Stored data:
☆ ☆ ☆ ☆ ☆
PR #257, opened 2026-04-21
refactor(tower-package): extract pure core crate for bundle building

socksy:
- Splits tower-package into a pure core plus native (default, tokio/fs) and wasm (wasm-bindgen) feature shells, so the same deterministic build_package runs from the Rust CLI and from TypeScript.
- Adds tower-package-wasm to the release pipeline via npm OIDC trusted publishing — no long-lived secret to rotate.
- Adds CI/tests


crates/tower-package/Cargo.toml
```diff
@@ -18,4 +18,5 @@ tmpdir = { workspace = true }
 tokio = { workspace = true }
 tokio-stream = { workspace = true }
 tokio-tar = { workspace = true }
+tower-package-core = { workspace = true }
```
bradhe: Why does this have to be in a separate package? We can keep this all in the same package.

bradhe (commented):
Looking good overall, let's actually push hard to get this out--will be a big benefit for folks. Two things to look at:

1. Let's just combine the packages together, and split the implementations. No need to have a separate package, feels to me it just confuses things. We could use feature gates for this.
2. Let's actually go all the way and add this to the release pipeline too, where we push `tower-package-wasm` to NPM. We can then create a wrapper called `tower` that pulls this in for convenient, but at least we can give people the WASM for now.

crates/tower-package/Cargo.toml
socksy: I thought it would be nice to be more flexible later, but not a must for sure - could either use feature flags (the cargo kind) or target_arch conditionals instead

crates/tower-package/test/build.test.ts
```diff
@@ -0,0 +1,140 @@
...
+
+    const body = data.subarray(offset + 512, offset + 512 + size);
+    entries.push({ name, data: body });
+
+    offset += 512 + Math.ceil(size / 512) * 512;
+  }
+  return entries;
+}
+
+function minimalInputs(): BundleInputs {
```
bradhe: Can we drop the name `bundle`? We call it `package` everywhere else--either that, or we need to go update our docs and everything else everywhere 😄 My mind immediately was wondering "what's the difference between a package and a bundle?"

crates/tower-package/test/build.test.ts
```diff
@@ -0,0 +1,140 @@
+import { test } from "node:test";
+import assert from "node:assert/strict";
+import { gunzipSync } from "node:zlib";
+
+import {
+  buildBundle,
+  type BundleInputs,
+} from "../pkg/tower_package.js";
```
bradhe, line 8: Another vote in the package direction: `tower_package` exposes a `BundleInputs` type?

crates/tower-package/src/wasm.rs
```diff
@@ -0,0 +1,66 @@
...
+#[derive(Deserialize)]
+#[serde(rename_all = "camelCase")]
+struct JsInputs {
+    app_files: Vec<JsEntry>,
+    module_files: Vec<JsEntry>,
+    towerfile_bytes: serde_bytes::ByteBuf,
+    invoke: String,
+    parameters: Vec<Parameter>,
+    schedule: Option<String>,
+    import_paths: Vec<String>,
```
bradhe: All these fields are in the `Towerfile` -- shouldn't we rely on that for them? Also `schedule` should get jettisoned entirely, heh.

bradhe (commented):
Another quick round of feedback. Biggest thing is the `invoke`, `schedule`, etc., are all duplicative of the Towerfile!

bradhe (approved):
Looks good, fix the build failure and let's ship it!

PR #270, opened 2026-04-27
Only require setuptools when an initial attempt fails

bradhe:
We had some overly-aggressive logic that tried to [resolve a known issue with setuptools](https://github.com/pypa/setuptools/issues/5174) in the Python ecosystem. This PR makes that slightly more efficient in the default case with a reasonable fallback when something goes wrong.

### DIFF
--- a/crates/tower-runtime/src/local.rs
+++ b/crates/tower-runtime/src/local.rs
@@ -275,7 +275,49 @@ async fn execute_local_app(
                 ));
 
                 // Let's wait for the setup to finish. We don't care about the results.
-                let res = wait_for_process(ctx.clone(), &cancel_token, child).await;
+                let mut res = wait_for_process(ctx.clone(), &cancel_token, child).await;
+
+                // If the requirements.txt install failed, retry with the legacy
+                // setuptools<82 pin. Some apps (those whose transitive deps rely on
+                // pkg_resources) need that pin to install successfully; we don't
+                // apply it by default because it conflicts with apps whose deps
+                // require setuptools>=82.
+                if res != 0 && uv.should_use_legacy_setuptools_pin(&working_dir) {
+                    let _ = opts.output_sender.send(Output {
+                        channel: Channel::Setup,
+                        fd: FD::Stdout,
+                        line: "tower: dependency install failed; retrying with setuptools<82 pin for pkg_resources compatibility".to_string(),
+                        time: chrono::Utc::now(),
+                    });
+
+                    match uv
+                        .sync_with_legacy_setuptools_pin(&working_dir, &env_vars)
+                        .await
+                    {
+                        Err(e) => {
+                            return Err(e.into());
+                        }
+                        Ok(mut retry_child) => {
+                            let stdout = retry_child.stdout.take().expect("no stdout");
+                            tokio::spawn(drain_output(
+                                FD::Stdout,
+                                Channel::Setup,
+                                opts.output_sender.clone(),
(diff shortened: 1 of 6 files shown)


crates/tower-uv/src/lib.rs
```diff
@@ -357,6 +357,45 @@ impl Uv {
                 &self.uv_path, cwd
             );
 
+            let req_path = cwd.join("requirements.txt");
+
+            // setuptools 82 removed pkg_resources, but many legacy packages still
+            // import it without declaring the dependency. Historically we always
```
sammuti: Why not just remove this `<82` constraint and install `pkg_resources` by default for new versions if that is thing that breaks?

bradhe: I think it's kinda six one way, half dozen the other: Either way, we need to probe to see if it'll work with the default configuration and, if not, change the dependency set. 

I looked in to it directly just now and apparently `pkg_resources` isn't published independently, it's a part of `setuptools`--so it's really a `setuptools` problem, not a `pkg_resources` problem.

crates/tower-uv/src/lib.rs
```diff
@@ -357,6 +357,45 @@ impl Uv {
...
+            // injected `setuptools<82` to keep pkg_resources available, but that
+            // pin makes resolution fail for apps using newer deps that require
+            // setuptools>=82.
+            //
+            // https://github.com/pypa/setuptools/issues/5174
+            let unpinned_resolves = {
+                let mut probe = Command::new(&self.uv_path);
```
sammuti: Actually this solution disguises possibly a major latency increase for the happy path when the user app does not pin setuptools in requirements.txt it seems as there is an additional round trip to pypi to resolve

bradhe: This is typically really fast; however, I generally agree that we have to go to PyPI twice. Do you have another suggestion for how we can do this with only one round trip?

bradhe: I think I have a solution actually. One sec.

sammuti (approved):

crates/tower-runtime/src/local.rs
```diff
@@ -275,7 +275,49 @@ async fn execute_local_app(
...
+
+                    match uv
+                        .sync_with_legacy_setuptools_pin(&working_dir, &env_vars)
+                        .await
+                    {
+                        Err(e) => {
+                            return Err(e.into());
+                        }
+                        Ok(mut retry_child) => {
+                            let stdout = retry_child.stdout.take().expect("no stdout");
```
socksy, line 301: could probably take this whole bit out into its own helper function now, but not a blocker

socksy (approved):

crates/tower-uv/src/lib.rs
```diff
@@ -357,44 +357,85 @@ impl Uv {
...
-            {
-                cmd.process_group(0);
-            }
+    /// Returns whether a failed `sync()` for this directory is eligible for a
+    /// retry via [`sync_with_legacy_setuptools_pin`]. Only applies to projects
+    /// driven by `requirements.txt`; pyproject-based projects manage their own
+    /// setuptools dependency.
+    pub fn should_use_legacy_setuptools_pin(&self, cwd: &Path) -> bool {
+        cwd.join("requirements.txt").exists()
+    }
```
socksy, line 373: I think if we're doing the retesting method we have no reason to differentiate

PR #272, opened 2026-04-28
fix: extend setuptools<82 retry to pyproject.toml apps

socksy:
## Summary

The legacy-setuptools retry added in #270 only kicked in for `requirements.txt` projects — pyproject.toml apps that needed `pkg_resources` (setuptools<82) at install time had no recovery path and just failed.

`uv sync` can't accept a CLI constraint, so the retry now drops out of `uv sync` into `uv pip install` with the project source (`.` for pyproject, `-r requirements.txt` otherwise) plus a `setuptools<82` arg. Both kinds of project get the same fallback.

The call site in tower-runtime is now `if res != 0 { retry }` — no file-type knowledge — and the file-type branch lives inline in `sync_with_legacy_setuptools_pin` where the command args are built. `should_use_legacy_setuptools_pin` and `spawn_requirements_install` are gone; a small `run_setup_child` helper dedupes the stdout/stderr drain + wait between the initial install and the retry.

## Test plan

- [x] `cargo test -p tower-uv --test sync_test` (7 tests, including two new pyproject ones)
- [x] Verified the new pyproject tests fail when production code is reverted (negative control)

### DIFF
--- a/crates/tower-runtime/src/local.rs
+++ b/crates/tower-runtime/src/local.rs
@@ -256,33 +256,15 @@ async fn execute_local_app(
                     }
                 }
             }
-            Ok(mut child) => {
-                // Drain the logs to the output channel.
-                let stdout = child.stdout.take().expect("no stdout");
-                tokio::spawn(drain_output(
-                    FD::Stdout,
-                    Channel::Setup,
-                    opts.output_sender.clone(),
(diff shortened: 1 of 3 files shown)


sammuti (approved):
LGTM

PR #278, opened 2026-05-13
Align api cli, and mcp

codingcyclist:
Context:

The API scopes apps, catalogs and secrets to environments, and the CLI `tower deploy` command already supports --environment / -e (defaulting to "default"). However:
 1. CLI tower apps list — has no --environment flag; always passes environment: None to the API
 2. MCP tower_deploy — hardcodes "default" environment with no way for the caller to specify one
 3. MCP tower_apps_list — has no environment parameter at all
 4. MCP tower_run_remote — hardcodes let env = "default" with no way to override
 5. MCP has not catalog list / show support

Specifically, the shortcomings on the MCP don't allow for critical use cases (deploy apps to specific environments, run apps in specific environments, etc.)

Note: The secrets MCP tools (tower_secrets_list, tower_secrets_create, tower_secrets_delete) already correctly handle environments. There are no
 catalog MCP tools currently, and the CLI catalogs list already supports --environment.

The desired behavior:
1. all list/show/run commands support an optional --environment flag
2. all list/show/run commands default to None (i.e. all environments) environment unless overridden.
3. MCP exposes same catalog discovery tools as CLI

### DIFF
--- a/crates/tower-cmd/src/api.rs
+++ b/crates/tower-cmd/src/api.rs
@@ -116,11 +116,11 @@ pub async fn describe_app(
 
 pub async fn list_apps(
     config: &Config,
-    environment: &str,
+    environment: Option<&str>,
 ) -> Result<Vec<tower_api::models::AppSummary>, Error<tower_api::apis::default_api::ListAppsError>>
 {
     let api_config: configuration::Configuration = config.into();
-    let environment = environment.to_string();
+    let environment = environment.map(|s| s.to_string());
 
     fetch_all_pages(|page, page_size| {
         let api_config = &api_config;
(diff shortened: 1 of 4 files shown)


crates/tower-cmd/src/api.rs
```diff
@@ -115,12 +116,15 @@ pub async fn describe_app(
 
 pub async fn list_apps(
     config: &Config,
+    environment: Option<&str>,
 ) -> Result<Vec<tower_api::models::AppSummary>, Error<tower_api::apis::default_api::ListAppsError>>
 {
     let api_config: configuration::Configuration = config.into();
+    let environment = environment.map(|s| s.to_string());
```
bradhe, line 123: nit: This could probably be promoted to a function call and clean up this diff a bit.

bradhe (approved):
Generally looks good to me!

PR #285, opened 2026-06-01
fix(tower-runtime): preserve error details in SpawnFailed and PackageUnpackFailed

sammuti:
## Summary
- Add `detail: String` field to `Error::SpawnFailed` and `Error::PackageUnpackFailed` so the root cause (IO error, missing uv, permission denied, etc.) flows through to termination logs and trace spans
- Add `Display` impl for `tower_uv::Error`
- Previously all `tower_uv::Error` variants were mapped to a bare `Error::SpawnFailed` with no context, making production `spawn_failed` errors impossible to diagnose without pod-level access

## Context

Investigating TOW-2151/TOW-2160 (WaiterClosed) and recent `spawn_failed` errors on May 31, we found that while the structured `AppCompletion::Failed` pipeline (from #274) correctly surfaces the error kind, the actual error *message* was always just "SpawnFailed" because the `From<tower_uv::Error>` impl discarded the inner detail.

After this change, termination logs and trace spans will show messages like:
- `spawning process: not found: uv binary not found in PATH`
- `spawning process: IO error: No such file or directory (os error 2)`
- `spawning process: permission denied: /app/.venv/bin/python`
- `package unpack failed: InvalidManifest`

## Test plan
- [x] `cargo check --workspace` passes
- [x] `cargo test --workspace` passes
- [ ] Deploy to staging and trigger a run with a broken pyproject.toml to verify the detail appears in traces

## Summary by CodeRabbit

* **Bug Fixes**
  * Improved error messages with detailed context for spawn failures and package operations, helping users better understand what went wrong during runtime execution.

### DIFF
--- a/crates/tower-runtime/src/errors.rs
+++ b/crates/tower-runtime/src/errors.rs
@@ -5,8 +5,8 @@ pub enum Error {
     #[snafu(display("failed to RPC server"))]
     RuntimeStartFailed,
 
-    #[snafu(display("spawning process"))]
-    SpawnFailed,
+    #[snafu(display("spawning process: {detail}"))]
+    SpawnFailed { detail: String },
 
     #[snafu(display("no app running"))]
     NoRunningApp,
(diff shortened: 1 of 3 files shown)


bradhe (approved):
Looks good. Just fix failing CI.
☆ ☆ ☆ ☆ ☆
**TASK PROMPT**
Quote the data above from the line containing "1. CLI tower" to the line containing "3. MCP tower_apps_list", inclusive, and stop.

**EXERCISE OUTPUT**
 1. CLI tower apps list — has no --environment flag; always passes environment: None to the API
 2. MCP tower_deploy — hardcodes "default" environment with no way for the caller to specify one
 3. MCP tower_apps_list — has no environment parameter at all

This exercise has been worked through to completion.